Segment Open
PR #238, opened 2018-01-23
Prevent crash when reopening project

tsortwehttam:
OK to merge.

Short review.

Fixes regression caused by #226 -- forgot to account for File instance being reused, meaning that a counter value I was using to determine whether to assert content on first load wasn't getting reset.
Segment Closed
- Task item:
Could you reproduce the data above exactly as given?

- Response to the task:
PR #238, opened 2018-01-23
Prevent crash when reopening project

tsortwehttam:
OK to merge.

Short review.

Fixes regression caused by #226 -- forgot to account for File instance being reused, meaning that a counter value I was using to determine whether to assert content on first load wasn't getting reset.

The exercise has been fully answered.